PR #3265, opened 2025-12-09
Add RFFT kernel to MicroMutableOpResolver.

shlmregev:
This change includes the RFFT kernel header, making the RFFT operation specialized for different types (int16 etc.) available for use in TFLite Micro models via the MicroMutableOpResolver..

BUG=315941833


shlmregev:
> @shlmregev @veblush I am confused by this PR change. Could not the application developer have included `signal/micro/kernels/rfft.h` in their own code, and then called `AddRfft` with the registration of their choice?

The visibility for register_signal_ops is limited to ["//tensorflow/lite/micro"](https://github.com/tensorflow/tflite-micro/blob/9cbf6e040335234e319cb969fa494e1f06f294ac/signal/micro/kernels/BUILD#L36-L38
) and that's the only rule that exposes this header.
It look like including the header in `micro_mutable_op_resolver.h` is the preferred way of [doing this](https://github.com/tensorflow/tflite-micro/blob/9cbf6e040335234e319cb969fa494e1f06f294ac/tensorflow/lite/micro/micro_mutable_op_resolver.h#L26-L40).

tensorflow/lite/micro/micro_mutable_op_resolver.h
```diff
@@ -18,6 +18,7 @@ limitations under the License.
 #include <cstdio>
 #include <cstring>
 
+#include "signal/micro/kernels/rfft.h"
```
veblush, line 22: I think the standard approach here is to add the register functions to https://github.com/tensorflow/tflite-micro/blob/9cbf6e040335234e319cb969fa494e1f06f294ac/tensorflow/lite/micro/kernels/micro_ops.h#L145-L158 instead of including new headers.

shlmregev: The reason why I need to include this file, is so that I can do this:
`AddRfft(::tflite::tflm_signal::Register_RFFT_INT16());`

Should I add `::tflite::tflm_signal::Register_RFFT_INT16()` to `micro_ops.h`?

micro_ops.h doesn't define any other Register_ function for specialized types. And looking at [tensorflow/lite/micro/micro_mutable_op_resolver.h](https://github.com/tensorflow/tflite-micro/pull/3265/files/79ecdd819a577a9f9478821247e8fc05b53fd0ec#diff-f69c2b555d1156a054319ef3a6381c1f70667e14c3f86fee5e43cffb74e339a3), there are multiple kernel headers included there, presumably for the same purpose.

ddavis-2015: @shlmregev @veblush Ah, I understand now.  This is how CONV_2D, FULLY_CONNECTED, MUL, etc. expose their additional registrations as well. So `micro_mutable_op_resolver.h` is the right place to put the include.  I'm thinking that `signal/micro/kernels/irfft.h` should also be included here, as it also has multiple registrations.

shlmregev: @ddavis-2015 @veblush can you please review this change.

###

WORK REQUIRED
In the material above, locate the line containing "The visibility for" and the line containing "exposes this header.". Transcribe exactly those two lines and every line between them, and nothing more.

EXPECTED ANSWER
The visibility for register_signal_ops is limited to ["//tensorflow/lite/micro"](https://github.com/tensorflow/tflite-micro/blob/9cbf6e040335234e319cb969fa494e1f06f294ac/signal/micro/kernels/BUILD#L36-L38
) and that's the only rule that exposes this header.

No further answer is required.